◆ Activity
First find the line with "no UART output." in the entries below, then set down exactly every line through the line with "scripts/onboarding_smoke.sh ... --target-id", that line included.

◆ Exercise material
PR #1302, opened 2026-03-16
fix: handle suffix collision in catalog self-crossmatches

### LINKED ISSUE #1275: Catalog self crossmatches fail due to suffix defaults
**Bug report**
The following simple example fails with `ValueError: cannot reindex on an axis with duplicate labels`:
```
import lsdb
cat = lsdb.generate_catalog(5000,100, lowest_order=4, ra_range=(15.0,25.0), dec_range=(34.0,44.0), seed=1)
cat.crossmatch(cat).compute()
```
This is due to the default suffix behavior causing collisions, so the suffixes need to be manually provided:
`cat.crossmatch(cat, suffixes=("_l", "_r")).compute()`

This should work by default, ideally. We could check for suffix collision and append (_l, _r) to them, for example

**Before submitting**
Please check the following:

- [ ] I have included information about my environment, including the version of this package (e.g. `lsdb.show_versions()`)

travellingsoldier85:
## Summary

Fixes #1275 — Catalog self-crossmatches fail with `ValueError: cannot reindex on an axis with duplicate labels` when using default suffixes.

## Problem

When a catalog is crossmatched against itself:
```python
cat = lsdb.generate_catalog(...)
cat.crossmatch(cat).compute()  # ValueError!
```

`_default_suffixes()` generates identical suffixes (both `_<name>`), which causes duplicate column labels and a `ValueError` in pandas.

## Solution

When `_default_suffixes()` detects that both catalog names are the same, it appends `_l` and `_r` to produce unique suffixes:
- Before: `("_small_sky", "_small_sky")` → collision
- After: `("_small_sky_l", "_small_sky_r")` → works

When names differ, the existing behavior is preserved unchanged.

## Changes

- **`src/lsdb/catalog/catalog.py`**: Updated `_default_suffixes()` to detect and resolve suffix collisions
- **`tests/lsdb/catalog/test_crossmatch.py`**: Added tests for both self-crossmatch and normal cases

## Testing

Added two test functions:
- `test_self_crossmatch_default_suffixes` — verifies unique suffixes are generated for self-crossmatch
- `test_default_suffixes_different_names` — verifies existing behavior is preserved for different catalog names

### DIFF
--- a/src/lsdb/catalog/catalog.py
+++ b/src/lsdb/catalog/catalog.py
@@ -43,8 +43,20 @@ from lsdb.types import DaskDFPixelMap
 
 
 def _default_suffixes(left_name: str, right_name: str) -> tuple[str, str]:
-    """Return the default pair of suffixes for left/right catalog names."""
-    return (f"_{left_name}", f"_{right_name}")
+    """Return the default pair of suffixes for left/right catalog names.
+
+    When both names are identical (e.g. a self-crossmatch), ``_l`` and
+    ``_r`` are appended to avoid suffix collisions that would cause
+    ``ValueError: cannot reindex on an axis with duplicate labels``.
+
+    See https://github.com/astronomy-commons/lsdb/issues/1275
+    """
+    left_suffix = f"_{left_name}"
+    right_suffix = f"_{right_name}"
+    if left_suffix == right_suffix:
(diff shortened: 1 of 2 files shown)


hombit:
Closing it for now. Feel free to re-open or re-submit with the fixes requested above.

PR #1303, opened 2026-03-17
Refactor release tracker template for clarity

delucchi-cmu:
Updated the release tracker template to streamline the release process.

All conda-forge releases now happen in a single feedstock.


olivialynn (approved):
Yay! Also, I like the handy links for github releases!

PR #1308, opened 2026-03-18
Small improvements to epoch propagation notebook

camposandro:
Some minor updates to the DP1 x Gaia epoch propagation notebook:

- Remove some unused imports
- Be more explicit about pre-selection of columns in `open_catalog`
- Add important note to the user to not change coordinates in place
- Add axes labels to plot of distance distribution
- Add comparison of median values


hombit (approved):
Thank you!

PR #81, opened 2026-04-30
fix(ci): unblock pre-existing armv6m + rp2040-pio CI failures

w1ne:
## Summary

Two pre-existing main-branch CI failures that block every PR. Both are **unrelated** to recent ESP32-S3 work — they surface now because the affected jobs are path-filtered to PR builds, and main never re-ran them after the regressions landed.

### 1. `coverage-matrix-ci-fixture-armv6m`

The workspace `.cargo/config.toml` unconditionally passes `-C link-arg=-Tlink.x` for every `thumbv6m-none-eabi` build (added Mar 10 in `7197647` for cortex-m-rt firmwares). `firmware-ci-fixture` targets thumbv6m but doesn't depend on cortex-m-rt — so `link.x` doesn't exist for it, and rust-lld errors out:

```
rust-lld: error: cannot find linker script link.x
```

**Fix:** have `firmware-ci-fixture/build.rs` emit an empty `link.x` stub. The real memory layout still comes from `-Tminimal.ld` already passed by build.rs.

### 2. `onboarding-rp2040-pio` (UART captures 0 bytes → `PIO_OK` never seen)

`firmware-rp2040-pio-onboarding` wrote UART data to offset `0x00` (correct PL011/RP2040 hardware), but `configs/chips/rp2040.yaml` models UART0 with `profile: "stm32v2"` — a deliberate simulator shortcut whose TDR register is at offset `0x28`. Writes to `0x00` fell into the CR1 byte-tracking path of the STM32-V2 model and produced no UART output.

**Fix:** align the firmware with the simulator convention (TDR at `0x28`), matching its sister `firmware-rp2040-demo`. Aliasing offset `0x00` → TX in the UART model would break stm32h563/h5 firmwares that legitimately write CR1 there.

## Test plan

- [x] `cargo build -p firmware-ci-fixture --release --target thumbv6m-none-eabi` → succeeds
- [x] `bash scripts/onboarding_smoke.sh ... --target-id rp2040-pio ...` → status: pass, UART captured `PIO_OK`
- [x] `cargo test -p labwired-core --test firmware_survival test_rp2040_demo_survival --release` → still passes (regression check for the sister rp2040 firmware that already used offset 0x28)
- [x] Workspace `cargo test --workspace --release` → 3 pre-existing failures (`test_spi_fidelity_in_machine`, `test_strict_board_onboarding`, `test_register_compliance_all_chips`) all also fail on plain `90e09aa` (current main HEAD), so they're not regressions from this PR

## Out of scope

- The two pre-existing test failures above (`test_spi_fidelity_in_machine`, `test_strict_board_onboarding`) — separate cleanup
- Adding a proper PL011 UART model for RP2040 (the chip yaml's `stm32v2` profile is a known simulator shortcut)

### DIFF
--- a/.cargo/config.toml
+++ b/.cargo/config.toml
@@ -1,6 +1,0 @@
-# Linker configuration for ARM targets.
-# cortex-m-rt 0.7.x does not emit rustc-link-arg=-Tlink.x automatically;
-# this config.toml provides it globally for all thumbv6m targets.
-
-[target.thumbv6m-none-eabi]
-rustflags = ["-C", "link-arg=-Tlink.x"]
--- a/.cargo/config.toml
+++ b/.cargo/config.toml
@@ -1,0 +1,6 @@
+# Linker configuration for ARM targets.
+# cortex-m-rt 0.7.x does not emit rustc-link-arg=-Tlink.x automatically;
+# this config.toml provides it globally for all thumbv6m targets.
+
+[target.thumbv6m-none-eabi]
+rustflags = ["-C", "link-arg=-Tlink.x"]
--- a/crates/firmware-ci-fixture/build.rs
+++ b/crates/firmware-ci-fixture/build.rs
@@ -21,6 +21,10 @@ fn main() {
         .unwrap()
         .write_all(include_bytes!("minimal.ld"))
         .unwrap();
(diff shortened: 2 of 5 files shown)


w1ne:
Superseded by PR #83 (which folds in this PR's two commits as part of a comprehensive 'unblock CI' patch). Closing.

PR #94, opened 2026-05-23
sim: portYIELD + timer tick + abort-halt — fix IPC-task spin (DC7)

w1ne:
## Summary
- Implement `WSR.INTSET` (id 226) — was treated as ignored direct-INTERRUPT write, dropping every `portYIELD()` silently
- CCOMPARE0 ack-and-rearm on write — fixes the timer tick when firmware sets the comparator below the current CCOUNT (bump-allocator boot overruns the divisor)
- New `esp_clk_cpu_freq` thunk returning 240 MHz — without it `_xt_tick_divisor` is 0 and the tick ISR re-fires every cycle
- New `abort_halt` thunk for `__assert_func` / `abort` / `panic_abort` — these are no-return on real silicon; stubbing as nop turned `xQueueGenericSend`'s NULL-queue assertion into a tight retry loop
- Stub `xQueueGiveMutexRecursive` / `xQueueTakeMutexRecursive` / `esp_log_impl_*` — newlib stdio locks and the log mutex back onto recursive mutexes whose handles are never initialised in the bump-allocator world
- Drop the dead inherent `SystemBus::write_u32/write_u16` watchpoint from #93 — it never fired because the CPU dispatches through the `Bus` trait impl, not the inherent method

## Background
DC7 was diagnosed as an SMP race in vListInsert. The actual mechanism: an IPC task (single-core, on PRO_CPU) calls `xQueueReceive` on an empty queue, `vTaskPlaceOnEventList` adds it to the wait list, exits the critical section — and then re-enters because the yield was silently dropped. The wait list ends up containing the same item twice; the walker walks into the item itself, and the second insertion writes `item.pxNext = item` (self-reference). Subsequent inserts spin forever in the walker.

With portYIELD now working, timer ticks firing on schedule, and assertions actually halting instead of looping, the spin pattern is broken. The next visible blocker is unrelated firmware-init details (display library init paths) hitting fresh real assertions, which now produce clean halts with diagnostics rather than infinite loops.

## Test plan
- [x] `cargo test --workspace --release --tests` — 913 tests pass
- [x] Reader sketch sim with these fixes: PC progresses out of the vListInsert spin into setup() and onward (then halts at a downstream firmware assertion with a clear diagnostic)
- [ ] AgentDeck snapshot path still works end-to-end in the playground (untested in this PR — please verify before deploying)

### DIFF
--- a/crates/cli/src/main.rs
+++ b/crates/cli/src/main.rs
@@ -1071,16 +1071,26 @@ fn run_snapshot_capture(args: SnapshotCaptureArgs) -> ExitCode {
     } else if args.profile == "agentdeck" {
         thunks.push((0x400e_2280, rom_thunks::nop_return_zero));
     }
-    // ESP-IDF clock/efuse/cache/dport bring-up — the sim has no silicon
-    // behind these so we stub them to return-0. Only installed when the
-    // symbol is present in the ELF (Arduino-ESP32 profile).
+    // Real-silicon noreturn functions — abort_halt prints diagnostics and
+    // halts the CPU instead of returning. Without this, stubbing them as
+    // nop_return_zero creates tight `assert → return → re-check → assert`
+    // loops in xQueueGenericSend's parameter-validation path.
     for sym in &[
         "panic_abort",
-        "__assert_func",   // newlib: catches double-fault on assert during reent init
+        "__assert_func",
         "abort",
         "__assert",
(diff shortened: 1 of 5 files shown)


w1ne:
Superseded by #96 (folded into the v0.15.0 release branch). Commit `fc8feed` is now on main.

◆ Your response
`firmware-rp2040-pio-onboarding` wrote UART data to offset `0x00` (correct PL011/RP2040 hardware), but `configs/chips/rp2040.yaml` models UART0 with `profile: "stm32v2"` — a deliberate simulator shortcut whose TDR register is at offset `0x28`. Writes to `0x00` fell into the CR1 byte-tracking path of the STM32-V2 model and produced no UART output.

**Fix:** align the firmware with the simulator convention (TDR at `0x28`), matching its sister `firmware-rp2040-demo`. Aliasing offset `0x00` → TX in the UART model would break stm32h563/h5 firmwares that legitimately write CR1 there.

## Test plan

- [x] `cargo build -p firmware-ci-fixture --release --target thumbv6m-none-eabi` → succeeds
- [x] `bash scripts/onboarding_smoke.sh ... --target-id rp2040-pio ...` → status: pass, UART captured `PIO_OK`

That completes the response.